Incidence of Cutaneous Immune-Related Adverse Events and Outcomes in Immune Checkpoint Inhibitor-Containing Regimens: A Systematic Review and Meta-Analysis.

Immune checkpoint inhibitors (ICIs) are used to treat many cancers, and cutaneous immune-related adverse events (cirAEs) are among the most frequently encountered toxic effects. Understanding the incidence and prognostic associations of cirAEs is of importance as their uses in different settings, combinations, and tumor types expand. To evaluate the incidence of cirAEs and their association with outcome measures across a variety of ICI regimens and cancers, we performed a systematic review and meta-analysis of published trials of anti-programmed death-1/ligand-1 (PD-1/PD-L1) and anti-cytotoxic T lymphocyte antigen-4 (CTLA-4) ICIs, both alone and in combination with chemotherapy, antiangiogenic agents, or other ICIs in patients with melanoma, renal cell carcinoma, non-small cell lung cancer, and urothelial carcinoma.
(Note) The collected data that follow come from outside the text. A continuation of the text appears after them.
PR #1914, opened 2025-09-10
frontend: restore delete consumer group offsets ability

malinskibeniamin:
Fix for [UX-455](https://redpandadata.atlassian.net/browse/UX-455).

When we were originally working on the consumer group offsets migration to Chakra UI, we used the new ConfirmModal which lets us add a trigger to any DOM element, in this case it was a delete button. The original change was done [here](https://github.com/redpanda-data/console/pull/1639). However, by doing so, we unfortunately had a regression where we lost the functionality to delete individual offsets, not just the entire group.

This is now fixed, and the original look & feel was restored.

A follow-up PR will be needed to ensure this UI can be refactored to use the new dialog/modal/UI registry. A new subtask was added in [UX-481](https://redpandadata.atlassian.net/browse/UX-481).

Thanks @c-julin for spending some time pairing on this.

### DIFF
--- a/frontend/src/components/pages/consumers/Group.Details.tsx
+++ b/frontend/src/components/pages/consumers/Group.Details.tsx
@@ -156,14 +156,9 @@ class GroupDetails extends PageComponent<{ groupId: string }> {
           <Button variant="outline" onClick={() => this.editGroup()} disabledReason={cannotEditGroupReason(group)}>
             Edit Group
           </Button>
-          <DeleteOffsetsModal
-            group={group}
-            mode={this.deletingMode}
-            offsets={this.deletingOffsets}
-            onClose={() => (this.deletingOffsets = null)}
-            onInit={() => this.deleteGroup()}
-            disabledReason={cannotDeleteGroupReason(group)}
-          />
+          <Button variant="outline" onClick={() => this.deleteGroup()} disabledReason={cannotDeleteGroupReason(group)}>
+            Delete Group
+          </Button>
         </Flex>
         {/* Statistics Card */}
         {uiSettings.consumerGroupDetails.showStatisticsBar && (
@@ -217,6 +212,14 @@ class GroupDetails extends PageComponent<{ groupId: string }> {
           onClose={() => (this.edittingOffsets = null)}
           initialTopic={this.editedTopic}
           initialPartition={this.editedPartition}
+        />
+        <DeleteOffsetsModal
+          group={group}
+          mode={this.deletingMode}
+          offsets={this.deletingOffsets}
+          onClose={() => (this.deletingOffsets = null)}
+          onInit={() => this.deleteGroup()}
+          disabledReason={cannotDeleteGroupReason(group)}
         />
       </PageContent>
     );
--- a/frontend/src/components/pages/consumers/Modals.tsx
+++ b/frontend/src/components/pages/consumers/Modals.tsx
@@ -9,12 +9,11 @@
  * by the Apache License, Version 2.0
  */
 
-import { ChevronLeftIcon, ChevronRightIcon, SkipIcon } from '@primer/octicons-react';
+import { ChevronLeftIcon, ChevronRightIcon, SkipIcon, TrashIcon } from '@primer/octicons-react';
 import {
   Accordion,
   Box,
   Button,
-  ConfirmItemDeleteModal,
   createStandaloneToast,
   DataTable,
   Flex,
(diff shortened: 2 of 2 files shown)


frontend/src/components/pages/consumers/Modals.tsx
```diff
@@ -834,134 +833,159 @@ export class DeleteOffsetsModal extends Component<{
...
-        }}
-      >
-        <Box>
-          {visible && (
-            <Box>
-              {mode === 'group' && (
-                <Box>
-                  <Box borderRadius="md" mb={4}>
-                    <Text>This action will delete the following consumer group:</Text>
+      <Modal isOpen={visible} onClose={this.props.onClose}>
```
malinskibeniamin, line 836: @c-julin the key here is the "visible" prop, it was not possible to keep using the `ConfirmItemDeleteModal` component because it only lets us modify the visibility using the `trigger` component, but here we want to render the modal from 2 different places (group or individual offset). We can still update the modal content body accordingly depending on what the modal is used for.

CC @jvorcak it would be great if you could test it out just to be safe, thank you!

frontend/src/components/pages/consumers/Group.Details.tsx
```diff
@@ -156,14 +156,9 @@ class GroupDetails extends PageComponent<{ groupId: string }> {
...
-            group={group}
-            mode={this.deletingMode}
-            offsets={this.deletingOffsets}
-            onClose={() => (this.deletingOffsets = null)}
-            onInit={() => this.deleteGroup()}
-            disabledReason={cannotDeleteGroupReason(group)}
-          />
+          <Button variant="outline" onClick={() => this.deleteGroup()} disabledReason={cannotDeleteGroupReason(group)}>
+            Delete Group
+          </Button>
```
eblairmckee, line 161: nit for ui registry... given we're adding state just so we can pass things to the modal based on the group.. would make more sense to have something like `modal.open` in a callback which takes `group` as an arg. would remove dependency on `useState`

frontend/src/components/pages/consumers/Modals.tsx
eblairmckee: this relates a bit to my earlier comment... I feel like we should consider programmatic rendering of modals via a hook (in the future), like `{open, close} = useModal()`

frontend/src/components/pages/consumers/Modals.tsx
```diff
@@ -834,134 +833,159 @@ export class DeleteOffsetsModal extends Component<{
...
+                  width: '64px',
+                  height: '64px',
+                  padding: '16px',
+                  background: '#F53649',
+                  borderRadius: '50%',
+                  display: 'flex',
+                  alignItems: 'center',
+                  justifyContent: 'center',
+                }}
+              >
```
eblairmckee, line 853: any reason why we're not using tailwind classnames?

Key findings of our study include variable cirAE incidence among tumors and ICI regimens, positive association with increased cirAE incidence and response rate, as well as significant association between increased vitiligo incidence and overall survival. Across 174 studies, rash, pruritis, and vitiligo were the most reported cirAEs, with incidences of 16.7%, 18.0%, and 6.6%, respectively. Higher incidence of cirAEs was associated with ICI combination regimens and with CTLA-4-containing regimens, particularly with higher doses of ipilimumab, as compared to PD-1/L1 monotherapies. Outcome measures including response rate and progression-free survival were positively correlated with incidence of cirAEs. The response rate and incidence of pruritis, vitiligo, and rash were associated with expected rises in incidence of 0.17% (p = 0.0238), 0.40% (p = 0.0010), and 0.18% (p = 0.0413), respectively. Overall survival was positively correlated with the incidence of pruritis, vitiligo, and rash; this association was significant for vitiligo (p = 0.0483). Our analysis provides benchmark incidence rates for cirAEs and links cirAEs with favorable treatment outcomes at a study level across diverse solid tumors and multiple ICI regimens.